Norwegian oil companies were preparing to close down production completely on Monday if the government did not succeed in resolving a dispute between striking offshore workers and employers. Norway is western Europe’s largest oil producer.
REUTERS - Norway is hours away from the first complete shutdown of its oil industry in more than 25 years as the government holds off on breaking up a fight between striking offshore workers and employers, threatening exports from western Europe's top producer.
The strike by offshore workers over pensions is already in its third week, and a deadline for government intervention ahead of a planned midnight lockout of all offshore staff looms.
"The companies are now ready to close down production on the Norwegian continental shelf if the government doesn't intervene before midnight," Eli Ane Nedreskaar, a spokeswoman for the Norwegian oil industry association (OLF), told Reuters.
Leif Sande, leader of Industri Energi, the biggest of the three unions, said he had not heard from the OLF, nor received any signals of potential government moves.
"Our members are preparing for the lockout and will travel back to land at midnight," Sande said.
Production worries have rattled markets, with Brent crude climbing towards $99 a barrel on Monday.
The Norwegian dispute centres on a demand for early retirement at 62 by offshore workers which has raised eyebrows in a country that already pays the world's highest oil and gas salaries.
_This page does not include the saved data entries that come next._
PR #4, opened 2019-06-28
Added a line for extended description for numpy style

paulkass:
# Prelude

By contributing to DoGe you agree to the following statements **(Put an `x` inside every [ ] you agree with)**:

# Why this PR?

According to the following link: https://docs.python-guide.org/writing/documentation/ there should be two sections with the numpy style guide. The first should be a summary
line, and then there should be a more detailed, extended description of
the function. This PR will add this extra TODO item for an extended
description.

### DIFF
--- a/ftplugin/python.vim
+++ b/ftplugin/python.vim
@@ -64,6 +64,8 @@ call add(b:doge_patterns, {
 \      'numpy': [
 \        '"""',
 \        'TODO',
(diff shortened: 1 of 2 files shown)


kkoomen:
I have read this as well, but from my experience, people tend to use 1 description (myself included), but sure, let's support it.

Offshore workers put in 16 weeks of work a year.
State-controlled Statoil, which dominates the sector, is planning a controlled shutdown of all its production, an operation which will take 1 to 4 days.
Statoil said on Monday it was considering claiming force majeure -- an inability to honour contracts due to circumstances beyond its control -- towards transporters left without shipments.
"We cannot speculate whether the government will intervene or not. We have to take the threat of a lockout seriously," said Bard Glad Pedersen, head of information at Statoil.
The strike over early retirement has already choked off some 13 percent of Norway's oil production and 4 percent of the country's gas output.
A full closure of output in Norway - the world's No. 8 oil exporter - w ould cut off more than 2 million barrels of oil, natural gas liquids (NGL) and condensate per day.
Analysts have been banking on intervention.
"I do not think that we are going to see a lockout. At the same time, I am a bit surprised that the conflict has lasted this long," said Anne Gjoen, an analyst at Handelsbanken. "I will be extremely surprised if there is a lockout."
Norway is keen to retain its image as a reliable supplier of energy, but the Labour-led coalition government has been reluctant to intervene as it faces general elections in a year, and labour unions are important partners.
The last lockout in the offshore sector occurred in 1986, shutting down production on the Norwegian continental shelf completely, and lasted for three weeks before the government intervened. In 2004, the centre-conservative government stepped in to avert a lockout.
Norway's oil sector has grown exponentially in recent decades and today energy accounts for about half of the country's total exports.